The problem: A single number is wanted: how many lines of the records below contain the word "what".

Raw data:
Issue #181, opened 2018-04-11
Hubs client does not load in WebKit Webviews (Chrome/Slack on iOS)


brianpeiris:
Could also be a problem with Android Slack? We'll have to detect and bust out of the webview into Safari.

robertlong:
How do you get the client to open up in this webview? Links always open up in Firefox for me.

robertlong:
Hmm, I still can't reproduce this on Android or iOS. They both open in a browser for me.

robertlong:
Ok, there's a setting in Slack to set what browser to use when opening links. Mine was set to Safari on iOS and Firefox on Android.

I don't think there is any way to bust out of the webview on iOS.

On Android this works:
```
<html>
  <head></head>
  <script>
    document.location = "intent://google.com#Intent;scheme=http;action=android.intent.action.VIEW;end;";
  </script>
  <body>
  </body>
</html>
```

Should we do this hack on Android or just try to show a message to open the page in Safari/Chrome/Firefox if we detect that they are in a webview?

robertlong:
Removing this from the MVP as there isn't a clean way to do this.

cvan:
I encounter this same issue using Chrome for iOS too. Investigating a solution here.

brianpeiris:
I think we settled on showing a message at least, unless there is a proper solution.

cvan:
> I think we settled on showing a message at least, unless there is a proper solution.

haven't note Remote Debugged it yet, what have you determined the errors/issues are? any Console/Sentry errors?

cvan:
wow, so I just spent hours trying to figure out how to remotely debug on iOS with anything other than Safari. that includes any WebKit webviews (i.e., those used in Chrome, Slack, etc.).

I've tried the following with zero success:

- [`google/ios-webkit-debug-proxy`](https://github.com/google/ios-webkit-debug-proxy)
- [building an iOS WebView app in XCode](https://stackoverflow.com/a/25817718) (simulator got stuck here, and it wasn't exposed from Safari's `Develop > iPhone Simulator` menu)
    
![image](https://user-images.githubusercontent.com/203725/39460367-c2324d2a-4cb7-11e8-8467-a7b95e12c162.png)
- [`RemoteDebug/remotedebug-ios-webkit-adapter`](https://github.com/RemoteDebug/remotedebug-ios-webkit-adapter)
- [`artygus/webkit-webinspector`](https://github.com/artygus/webkit-webinspector)
[...]

PR #432, opened 2018-06-19
Check if browser is an iOS uiWebView

InfiniteLee:
If it is, don't allow user to enter in 2D. Instead, prompt the user to copy the URL and open it in Safari. "fix" for #181

### DIFF
--- a/src/react-components/info-dialog.js
+++ b/src/react-components/info-dialog.js
@@ -13,7 +13,7 @@ class InfoDialog extends Component {
     slack: Symbol("slack"),
     email_submitted: Symbol("email_submitted"),
     invite: Symbol("invite"),
-    safari: Symbol(""),
+    safari: Symbol("safari"),
     updates: Symbol("updates"),
     report: Symbol("report"),
     help: Symbol("help"),
@@ -163,9 +163,7 @@ class InfoDialog extends Component {
         dialogTitle = "Open in Safari";
         dialogBody = (
           <div>
-            <div>
-              Hubs is not supported in your current browser on iOS. Copy and paste this link directly in Safari.
-            </div>
+            <div>Hubs does not support your current browser on iOS. Copy and paste this link directly in Safari.</div>
             <div className="invite-form">
               <input
                 type="text"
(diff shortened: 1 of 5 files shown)


src/react-components/info-dialog.js
```diff
@@ -13,6 +13,7 @@ class InfoDialog extends Component {
     slack: Symbol("slack"),
     email_submitted: Symbol("email_submitted"),
     invite: Symbol("invite"),
+    safari: Symbol(""),
```
brianpeiris: Might as well use `Symbol("safari")` here. It makes for nicer debugging at least.

src/react-components/info-dialog.js
```diff
@@ -155,6 +156,35 @@ class InfoDialog extends Component {
...
+                onFocus={e => e.target.select()}
+                value={document.location}
+                className="invite-form__link_field"
+              />
+              <div className="invite-form__buttons">
+                {navigator.share && (
+                  <button className="invite-form__action-button" onClick={this.shareLinkClicked}>
+                    <span>Share</span>
+                  </button>
+                )}
```
brianpeiris: Does this actually show in Chrome? I would remove it.

src/react-components/info-dialog.js
```diff
@@ -155,6 +156,35 @@ class InfoDialog extends Component {
           </div>
         );
         break;
+      case InfoDialog.dialogTypes.safari:
+        dialogTitle = "Open in Safari";
+        dialogBody = (
+          <div>
+            <div>
+              Hubs is not supported in your current browser on iOS. Copy and paste this link directly in Safari.
```
brianpeiris: Nitpick: I think I'd prefer: "Hubs does not support your current browser on iOS."

src/react-components/info-dialog.js
```diff
@@ -155,6 +156,35 @@ class InfoDialog extends Component {
...
+                value={document.location}
+                className="invite-form__link_field"
+              />
+              <div className="invite-form__buttons">
+                {navigator.share && (
+                  <button className="invite-form__action-button" onClick={this.shareLinkClicked}>
+                    <span>Share</span>
+                  </button>
+                )}
+                <button className="invite-form__action-button" onClick={this.copyLinkClicked}>
```
brianpeiris: `copyLinkClicked` will not include query parameters

PR #445, opened 2018-07-02
Add fly

johnshaughnessy:


johnshaughnessy:
There is a problem where if I ratchet turn a few times, then fly around, my forward direction is wrong. This code seems wrong. Besides that, I've been trying this out on my own, and find this to be a very frustrating way to move around. I keep needing to move along my local y axis (or the global y axis), and rotating my view up or down and then moving forward/backwards is a very awkward/annoying way to accomplish this.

Exercise answer: 2